While this doesn’t paint a particularly rosy picture, some context does help. Rivers is like the anti-Pierce in that regard. Rivers played less with Chris Paul and DeAndre Jordan than any other perimeter rotation player on the roster.
Minutes Played Together Per Game | ||
Player | Paul | Jordan |
Redick | 27.2 | 26.4 |
Crawford | 12.6 | 14.2 |
Pierce | 13.9 | 12.3 |
Mbah a Moute | 17.2 | 16.8 |
Johnson | 10.6 | 11.4 |
Green | 15.0 | 16.0 |
Rivers | 5.5 | 9.1 |
Rivers played more with bench-heavy lineups than any other rotation player (excluding Prigioni and Aldrich), which naturally depresses his on-court differential and increases his off-court differential.
All of this obscures Rivers’ positive impact when on the floor, especially on the defensive end. He’s already the Clippers’ best perimeter defender behind Mbah a Moute and CP3, something we here at Clips Nation have written about extensively during the last season.
His offense is coming along too. While his assists were down last year, he averaged a 2.0 AST/TO ratio in the two seasons prior with the Pelicans and Clippers. His FG% has improved every year he’s been in the league, and he’s become an above-average finisher at the rim (although there’s still some room for improvement there). After a slow start from outside, he shot 40% from three after Christmas on 3.1 attempts per game, suggesting that he can become a league-average or above-average outside shooter. His 55.4 TS% over that period is another positive indicator of his potential.
That last part is important — potential. Rivers is still only 24, the only rotation player who has significant room for growth (Griffin and Jordan can still get better too, but only incrementally so). It’s not unreasonable to expect him to take another step forward this season on both ends of the floor, and becoming an undeniably good 3&D combo guard.
4. J.J. Redick
Redick has had the best three seasons of his career the last three years, at ages 29, 30, and 31. He peaked last year, hitting exactly 200 three-pointers for the second straight season while leading the league in accuracy at 47.5%. Clippers fans know all about how good he is at tirelessly running around screens and moving off the ball, and how much his conditioning and marksmanship mean to perhaps the league’s best offense outside the Bay (before last season, they finished #1 in offensive efficiency two years in a row). He’s an underrated defender and passer, and together, him and Chris Paul make up the second-best backcourt in the NBA.
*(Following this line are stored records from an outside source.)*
Issue #3824, opened 2021-02-13
Problems with deployment of #2626


mwest1066:
Although #2626 was merged, problems were encountered during deployment and so it was reverted. The issues are:

1. After deployment we started to accumulate large numbers of "stuck" running queries from here: https://github.com/PrairieLearn/PrairieLearn/blob/7543da03935e54f0462d5b2aca0f52f7577cd55e/middlewares/selectAndAuthzInstanceQuestion.sql#L1 I don't know what's causing this. I can't see anything that looks risky in the PR, but something is clearly wrong. I'll try and do some more testing on a live staging server sometime next week.

2. While attempting to test the above issue, I noticed that the migration creates `effective_advance_score_perc` as `NULL`, which would be fine except that this comparison: https://github.com/PrairieLearn/PrairieLearn/blob/fb99f8f1f779354876288f9b74224438d3845308/sprocs/question_order.sql#L23 will then always result in `locking = NULL` for questions other than the first (because `FALSE OR NULL = NULL`, see https://www.postgresql.org/docs/current/functions-logical.html) and hence `sequence_locked = NULL` lower in the query.

    The `sequence_locked` value is eventually used here: https://github.com/PrairieLearn/PrairieLearn/blob/fb99f8f1f779354876288f9b74224438d3845308/middlewares/selectAndAuthzInstanceQuestion.sql#L89 and `AND NOT sequence_locked` becomes `AND NOT NULL` which is `AND NULL`, so access to every question is locked. This will be fixed the next time someone syncs that course, but until then no student can access any question in the course (except the first question in each assessment).

    I haven't thought carefully about whether it would be better to make `effective_advance_score` be `DEFAULT 0 NOT NULL` and leave all the code as is, or to change the code to deal safely with `effective_advance_score = NULL`.  I guess the former is probably simpler.

astrosticks:
@mwest1066 Attempting to merge the latest changes from master into forceSequential, I'm getting an error when trying to start the server: `{...,"routine":"errorMissingColumn","message":"column aq.effective_advance_score_perc does not
 exist"},...`. Could this have something to do with the fact that `migrations/227_force_sequential_questions__add.sql` was reverted, but its index hasn't been replaced by another migration since then, leaving the docker image thinking that migration 227 already happened?

mwest1066:
We are trying again with #4497 now that #4412 is deployed.

nwalters512:
@mwest1066 i believe we can close this now?

[...]

PR #4412, opened 2021-06-23
Use separate PostgreSQL schemas for sprocs

mwest1066:
This PR changes `sql-db` so that it can use a local [DB schema](https://www.postgresql.org/docs/current/ddl-schemas.html) for all queries. We use this to store a separate set of sprocs (stored procedures) for each invocation of the DB. The startup sequence is:

1. Start with only the default `public` schema.
2. Run migrations, which will modify the global public tables.
3. Set the default schema to a random string (with fallback to `public`).
4. Run sproc init, which will create all the sprocs from scratch in the random schema.
5. For all future SQL calls, use the random schema so that we get our local copy of the sprocs.

This is intended to avoid problems where one server startup modifies sprocs that are currently in use by another server. Although Postgres has transactional DDL, this can still cause problems with deadlocking via explicit locks. I think this is responsible for #3824

Note that this PR requires #4411 to work, because the changes are in PrairieLib and so we need to be using it directly to pick up the new code.


server.js
```diff
@@ -1136,6 +1136,12 @@ if (config.startServer) {
                 callback(null);
             });
         },
+        function(callback) {
```
nwalters512, line 1139: I'd appreciate a few lines of comments here talking about why we do this and the importance of the sequence between migrations, random schema, and sproc creation.

nwalters512 (approved):
This makes sense to me - left a few comments, but I don't think they're blocking. I can't see any way this could have a negative impact (famous last words, right)?

I don't see anything that specifically instructs Postgres to create sprops in the random schema - will Postgres automatically create them in the first element of `search_path`?

mwest1066:
> I don't see anything that specifically instructs Postgres to create sprops in the random schema - will Postgres automatically create them in the first element of `search_path`?

Yep. This is also why it's important to run migrations (which might create tables) before setting the random schema.

See https://www.postgresql.org/docs/current/ddl-schemas.html#DDL-SCHEMAS-PATH where it says:

> The first schema in the search path that exists is the default location for creating new objects.

I also checked that we really are creating the sprocs in the random schema, as expected.

mwest1066:
> > I don't see anything that specifically instructs Postgres to create sprops in the random schema - will Postgres automatically create them in the first element of `search_path`?
> 
> Yep. This is also why it's important to run migrations (which might create tables) before setting the random schema.

An alternative which I considered is to explicitly set the schema when you create objects. For example, we could do
```
CREATE FUNCTION ${schemaName}.variants_insert
```
for all our sprocs to make sure they are created in exactly the schema we want. However, this is pretty invasive and I believe that using the implicit "create in first search_path entry" behavior is safe.

nwalters512:
Yep, as long as that behavior is documented, I'm good with relying on it! Thanks for the link to the docs.

mwest1066:
@nwalters512 Another question is whether we should do any automatic cleanup of either:
1. The old sprocs in the public schema.
2. The new schemas that we are creating every time we restart the server.

My current thoughts are to defer (1) until after we've deployed this PR and are happy with things. We could then add a migration to clean up the public sprocs.

For (2) we can either ignore it for now, relying on the fact that having extra schemas lying around doesn't really hurt anything, or we could add code to automatically delete any old schemas for our current server name. That is, the schemas are named like `i_329c8aef93_2021-06-21-SDLFK` where the first bit is the EC2 instance ID, so on startup we can delete any schemas that start with our own instance ID. We always run all servers with unique IDs, although it would be possible to override this which would lead to problems if we auto-delete.

Thoughts?

nwalters512:
Yeah, I'm happy to ignore the ones in the public schema almost indefinitely (though we can of course clean them up in the future).

I believe (2) gets trickier once we throw auto scaling and general transient servers into the mix. We're not ever guaranteed to even restart a server on an instance once the process is killed or dies. I'm inclined to instead use the date somehow, e.g. deleting all schemas with creation dates over 30 days ago. That would of course cause issues if there happens to be a server that's alive for 30 days. I'll have to think more about this!

nwalters512:
Yeah, I'm happy to ignore the ones in the public schema almost indefinitely (though we can of course clean them up in the future).

I believe (2) gets trickier once we throw auto scaling and general transient servers into the mix. We're not ever guaranteed to even restart a server on an instance once the process is killed or dies. I'm inclined to instead use the date somehow, e.g. deleting all schemas with creation dates over 30 days ago. That would of course cause issues if there happens to be a server that's alive for 30 days. I'll have to think more about this!

mwest1066:
> Yeah, I'm happy to ignore the ones in the public schema almost indefinitely (though we can of course clean them up in the future).

Sounds good.

> I believe (2) gets trickier once we throw auto scaling and general transient servers into the mix. We're not ever guaranteed to even restart a server on an instance once the process is killed or dies. I'm inclined to instead use the date somehow, e.g. deleting all schemas with creation dates over 30 days ago. That would of course cause issues if there happens to be a server that's alive for 30 days. I'll have to think more about this!

That's a good point that autoscaling would mean instances never come back. However, for autoscaling we will soon need to add a table like [server_loads](https://github.com/PrairieLearn/PrairieLearn/blob/master/database/tables/server_loads.pg) (which is for the grader hosts) but for `webserver_loads`, so we can track how many webservers there are and load levels. Each server updates its row every 10 seconds while it's alive, so it's easy to tell when servers are dead. We use this already for grader hosts to kill them off. The same logic would let us clean up old schemas.

prairielib/lib/sql-db.js
```diff
@@ -419,14 +479,35 @@ module.exports.query = function(sql, params, callback) {
             return true;
         };
         if (handleError(err)) return;
-        paramsToArray(sql, params, function(err, newSql, newParams) {
-            if (err) err = error.addData(err, {sql: sql, sqlParams: params});
+
+        const setSearchPath = function(callback) {
+            if (searchSchema != null) {
+                const setSearchPathSql = `SET search_path TO ${searchSchema},public`;
```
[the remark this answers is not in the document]
mwest1066: For legacy reasons the "explicit client" functions (`getClient()`, `queryWithClient()`, `queryWithClientOneRow()`, etc.) are completely separate from the "implicit client" functions (`query()`, `queryOneRow()`, etc.). This means that the `SET search_path` needs to be done in two separate places in the code.

Any given caller will either be using the "explicit client" functions, so they'll get a client with `search_path` set, or they just be doing a one-off `queryXXX()` call with an implicit client, which will set the `search_path` for just that single call.

Maybe it would be cleaner to rewrite `query()` to use `getClient()` underneath, so that we only have to do `SET search_path` in one place?

prairielib/lib/sql-db.js
```diff
@@ -180,7 +182,65 @@ module.exports.getClient = function(callback) {
             }
             return ERR(err, callback); // unconditionally return
         }
-        callback(null, client, done);
+        if (searchSchema != null) {
+            const setSearchPathSql = `SET search_path TO ${searchSchema},public`;
```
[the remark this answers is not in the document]
mwest1066: I discovered that `node-postgres` has an [undocumented](https://github.com/brianc/node-postgres/issues/1978) function called [`escapeIdentifier()`](https://github.com/brianc/node-postgres/pull/396) that does what we want, so I used that as part of the interpolation.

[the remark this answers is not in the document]
mwest1066: An alternative would be to do something like:
```
EXECUTE 'SET search_path TO ' || quote_ident(schema) || ',public;';
```
or
```
EXECUTE format('SET search_path TO %I,public;', schema);
```
See https://www.postgresql.org/docs/12/plpgsql-statements.html#PLPGSQL-STATEMENTS-EXECUTING-DYN

The downside of the above approach is that it requires PL/pgSQL for EXECUTE, not plain SQL, but this isn't to bad if we use a [`DO`](https://www.postgresql.org/docs/12/sql-do.html) statement.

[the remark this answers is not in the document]
mwest1066: Actually, it turns out that you can't use parameters with `DO` statements in postgres. See [this](https://github.com/brianc/node-postgres/issues/812). So I'll stick with using `escapeIdentifier()`.

prairielib/lib/sql-db.js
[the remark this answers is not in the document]
mwest1066: I rewrote `query()` to just call `getClient()` and `queryWithClient()`. This is a pretty fundamental function to rewrite, but the new version is really short and seems safe. This is a big cleanup in that the old `query()` was pretty messy and we now only have `SET search_path` in one place in the code.

server.js
mwest1066: Excellent point. I added both a comment here in the code and also docs in `docs/dev-guide.md`.

mwest1066:
@nwalters512 I updated a bunch of things and I believe it's ready to go. Mind taking another quick look?

docs/dev-guide.md
```diff
@@ -275,6 +275,31 @@ FROM
...
+
+```
+set search_path to server_2021_06_29t19_28_32_247z_e3khma,public;
+```
+
+* During startup we initially have no non-public schema in use. We first run the migrations to update all tables in the `public` schema, then we call `sqldb.setRandomSearchSchema()` to activate a random per-execution schema, and we run the sproc creation code to generate all the stored procedures in this schema. This means that every invocation of PrairieLearn will have its own local copy of the stored procedures which are the correct versions for its code. This lets us upgrade PrairieLearn servers one at a time, while old servers are still running with their own copies of their sprocs. When PrairieLearn first starts up it has `search_path = public`, but later it will have `search_path = server_2021_06_29t19_28_32_247z_e3khma,public` so that it will first search the random schema and then fall back to `public`. The naming convention for the random schema uses the local instance name, the date, and a random string.
```
nwalters512, line 300: Very small nit: "local" implied "on the instance running PL" the first time I read it, I think this is slightly clearer?
```suggestion
* During startup we initially have no non-public schema in use. We first run the migrations to update all tables in the `public` schema, then we call `sqldb.setRandomSearchSchema()` to activate a random per-execution schema, and we run the sproc creation code to generate all the stored procedures in this schema. This means that every invocation of PrairieLearn will have its own locally-scoped copy of the stored procedures which are the correct versions for its code. This lets us upgrade PrairieLearn servers one at a time, while old servers are still running with their own copies of their sprocs. When PrairieLearn first starts up it has `search_path = public`, but later it will have `search_path = server_2021_06_29t19_28_32_247z_e3khma,public` so that it will first search the random schema and then fall back to `public`. The naming convention for the random schema uses the local instance name, the date, and a random string.
```

prairielib/lib/sql-db.js
```diff
@@ -403,31 +420,12 @@ module.exports.endTransactionAsync = promisify(module.exports.endTransaction);
...
-            const sqlError = JSON.parse(JSON.stringify(err));
-            sqlError.message = err.message;
-            err = error.addData(err, {sqlError: sqlError, sql: sql, sqlParams: params});
-            ERR(err, callback);
-            return true;
-        };
-        if (handleError(err)) return;
-        paramsToArray(sql, params, function(err, newSql, newParams) {
-            if (err) err = error.addData(err, {sql: sql, sqlParams: params});
+    module.exports.getClient((err, client, done) => {
```
nwalters512, line 423: Love this cleanup! 🚀

sprocs/array_and_number.sql
```diff
@@ -1,7 +1,6 @@
...
-    IF NOT EXISTS (SELECT 1 FROM pg_type WHERE typname = 'array_and_number') THEN
-        CREATE TYPE array_and_number AS (arr DOUBLE PRECISION[], number INTEGER);
-    END IF;
-END$$;
+-- We do not test whether the type already exists.
+-- This is because we will be creating it within the current default schema, which will be empty.
+-- We could test whether the type exists in any schema by querying pg_type like in migrations/000_initial_state.sql.
+-- But that would test for the type in any schema, and we only care about schema on the search path.
+-- It's hard to restrict the "does this type exist" query to just the current search path.
+CREATE TYPE array_and_number AS (arr DOUBLE PRECISION[], number INTEGER);
```
nwalters512, line 6: Ahh, this is interesting. Was checking for the existence of the type actually causing problems? It makes sense that we don't check for existence, but it's not clear to me if that's because we don't have to or because it actually causes problems if we do.

nwalters512 (approved):
Awesome! Fingers crossed that this makes deploys even more robust 🤞

sprocs/array_and_number.sql
mwest1066: It was actually causing problems. It took me an embarrassingly long time to figure out what was causing the following bug:
1. Start with an empty DB.
2. Start PL. It successfully creates the sprocs in `random_schema_1`, including the type `array_and_number`.
3. Stop and start PL again. It creates `random_schema_2` and starts creating the sprocs.
4. It runs `sprocs/array_and_number.sql` which first checks whether the type exsists.
5. The `array_and_number` exists in the `pg_type` table (because it's in the DB in `random_schema_1`, even though this is not in the current search path). We thus don't create the `array_and_number` type again in `random_schema_2`.
6. It runs `sprocs/array_avg.sql` which tries to use the `array_and_number` type and fails, because this type only exists in `random_schema_1` which is not in the current search path.

The fundamental issue here is that postgres doesn't have a `CREATE TYPE IF NOT EXISTS`, which is why we were using the more complex solution of looking for the type in the system `pg_type` table. Postgres has `CREATE TABLE IF NOT EXISTS`, `CREATE FUNCTION IF NOT EXISTS`, etc, but doesn't have the equivalent for types (so annoying!).

There are various ways to fix this:
1. Figure out how to check whether the type exists just in the current search path. This is possible using the [`current_schema()`](https://www.postgresql.org/docs/12/functions-info.html) function, but the checking query is a bit complex.
2. Shift all types to the `public` schema which we maintain with `migrations/`. This means that would only ever be one global copy of the type, so our existing checking system would continue to work fine. The downside of this is that this type is only used for internal purposes inside the `sprocs/array_avg` function, so it's conceptually cleaner to keep it together with the function.
3. The solution I used: just skip the "exists" check and assume we will always be creating into an empty schema. This is fine with our new schema setup, but it will break if we revert back to the old way of putting everything into the public schema.

Do you have any suggestions for how to explain this better in the comment in the file?

nwalters512: Gotcha, thanks for the detailed explanation. Let me take a shot an an improved comment first...

```suggestion
-- Ideally, we'd use something like `CREATE TYPE IF NOT EXISTS` here, but Postgres doesn't offer that.
-- We used to approximate this by checking `IF NOT EXISTS (SELECT 1 FROM pg_type WHERE typname = ...)`.
-- However, now that we're creating sprocs and types in a local per-process schema, this would no longer work,
-- as the type would exist in `pg_type` but not necessarily in the schemas on the search path.
-- So, instead, we blindly create the type without checking if it first exists, as it should never exist since we're
-- creating it in a fresh, empty schema.
CREATE TYPE array_and_number AS (arr DOUBLE PRECISION[], number INTEGER);
```

Feel free to workshop that a bit more 😛 

Regarding "fixing" this, I think what you have is fine - if we ever decide to go back to just using the public schema for everything, we can re-adjust this type creation to handle that.

I _did_ find something interesting [on Stack Overflow](https://stackoverflow.com/a/48382296/2444312):

```sql
DO $$ BEGIN
    CREATE TYPE my_type AS (/* fields go here */);
EXCEPTION
    WHEN duplicate_object THEN null;
END $$;)
```

It looks like this might be mroe forgiving if we ever switch back to using only the public schema.

mwest1066: Excellent find on the "catch exception" method! That exactly handles the "is this type in the current search path" query.

mwest1066:
Commit 4a966d13ed6cc8afae5646b7dee53584a9c43d01 above changes all sprocs from the old pattern:
```
DROP FUNCTION IF EXISTS my_func()
CREATE OR REPLACE FUNCTION my_func()
```
to the new pattern:
```
CREATE FUNCTION my_func()
```

The reason for this is that the old pattern causes a bug when deploying in an existing multi-server environment. The problem is:
1. Consider running with an existing `prod` server and a `chunk` server, both of which are using the pre-existing code with all sprocs in the `public` schema.
2. Deploy this new random-schema code to `prod`.
3. The `prod` server runs code like `DROP FUNCTION IF EXISTS my_func()`, which will delete the copy of `my_func()` in the `public` schema.
4. The `prod` server creates a new function `my_func()` in its random schema.
5. The `chunk` server is still only using the `public` schema so when it tries to use `my_func()` it dies with a SQL error of `cache lookup failed for function`.

The same problem happens for sprocs without a `DROP FUNCTION` because they all use `CREATE OR REPLACE FUNCTION` which is equivalent to a `DROP FUNCTION` followed by a `CREATE FUNCTION`. In the case that the existing function is in the public schema and we have `search_path = <random_schema>,public`, running `CREATE OR REPLACE FUNCTION` removes the `public` function and creates a new one in the random schema.

To fix this, we could either:
1. On server startup, first use just the `public` schema to run migrations, then set `search_path` to only the random schema (with no fallback to `public`) to run all the `DROP/CREATE` code for sprocs. Finally, set `search_path` to `<random_schema>,public` for actual running.
2. Change all the sprocs to just do plain `CREATE` with no `DROP` or `OR REPLACE`.

I went with (2) even though it's a much more invasive code change because it makes the resulting code much simpler: we have a simpler startup procedure and also individual sproc functions are simpler and cleaner.

mwest1066:
In the process of doing 4a966d13ed6cc8afae5646b7dee53584a9c43d01 I also discovered that we were using an explicit `public` schema here: https://github.com/PrairieLearn/PrairieLearn/blob/27e279f761c940dc44038ffc00cfc9ff2b51251f/sprocs/first.sql#L2 and here: https://github.com/PrairieLearn/PrairieLearn/blob/27e279f761c940dc44038ffc00cfc9ff2b51251f/sprocs/last.sql#L2

I removed both of these so that we will default to the current random schema.

I personally don't like these sprocs because they are using names which are much too generic (`first` and `last`) and could easily cause confusion or conflicts with built-in functions. I'm leaving them as-is for now, however.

At his age, it’s unreasonable to expect Redick to be every bit as good as he was last year. But he’s still very much in the prime of his career; Kyle Korver’s late-career success in Atlanta the last few seasons is a good comparison for how to remain an elite shooter into the mid-30s. Redick should be able to maintain this level of play for another two, maybe three seasons.
3. DeAndre Jordan
Like Redick, DeAndre is coming off the third of three straight career years. But he’s still only 28, coming off an impressive summer in Rio that should put him in play for the Team USA bump this season. He’s slowly becoming a slightly more adept and versatile scorer, and his passing remains extremely underrated (as with Redick, he doesn’t get to showcase this ability much because of Blake and CP3).
More importantly, his defense is continuing to improve as he masters the subtler points of rim protection. He’s legitimately in the DPOY conversation now, after getting some undeserved votes in 2014 and 2015. Expect him to have another career year. A first trip to the All-Star Game, an All-NBA berth for the third straight season, another top-3 DPOY finish — these are all in play for DeAndre.
2. Blake Griffin
I toyed with putting Blake at #1, but there’s still too much uncertainty after his quad injury. His peak is higher than CP3’s (as we saw against San Antonio in the 2015 playoffs), but we don’t see that level of excellence from him consistently in the regular season, where he chooses to preserve his body.
Blake was the Clippers’ best player for the first two months of last season, but Chris Paul was still recovering from nagging injuries that slowed him down until mid-December. Despite the team’s success in his absence, the Clippers are clearly better when both players are healthy and playing together, as if four months of uncontextualized data invalidates 4+ years of evidence to the contrary.
No foursome in the NBA the last few years has fit together as perfectly and played off each other as well as the Paul-Redick-Griffin-Jordan quartet (although I’d expect Curry-Thompson-Durant-Green to overtake them this year). However, there’s a small kernel of truth to the idea that the Clippers space the floor better without Griffin.
While he’s made great strides in his jumper the last few years, he’s still one of the more inefficient midrange shooters among jump-shooting big men. He only shot 38% on midrange shots last year. No big man took more midrange shots per game than Blake (9.0 FGAs/game), but his 38% was only good for 29th out of 37 big men who took at least two attempts a game. Some of this was skewed by the quad injury, which affected his shot in December before he went out as well as after he returned in April. In November, he made 43% of his midrange shots — was this what we should expect from a healthy Blake, or was it just a hot start to the season?
Turning some of those long twos into threes would be helpful, too. Blake clearly has the ability to be effective from outside the arc, but he’s been hesitant to extend his range the last few seasons (something the Clippers very much would like him to do). Even making 34% on two attempts a game would be huge for the Clippers’ offense.
1. Chris Paul
CP3 is coming off his best two seasons with the Clippers, and his best overall since ‘08 and ‘09 in New Orleans, the gold standard of modern point guard play. Unfortunately, his excellence has somehow gone unnoticed, as he was robbed of a top-5 MVP finish in each of the last two years, a flagrant miscarriage of justice.
Although people continue to expect an inevitable decline, CP3 has staved off Father Time the last few years. He’s still a consensus top-3 point guard and top-10 player overall, arguably top-2 at his position and top-5 overall.
Like with Redick, it’s unfair to expect him to match last year’s production, but reasonable to think he can maintain this level of play for another two or three seasons. As long as he does, the Clippers’ championship window remains open — in theory at least. Unfortunately this doesn’t hold up in a league where the Warriors exist.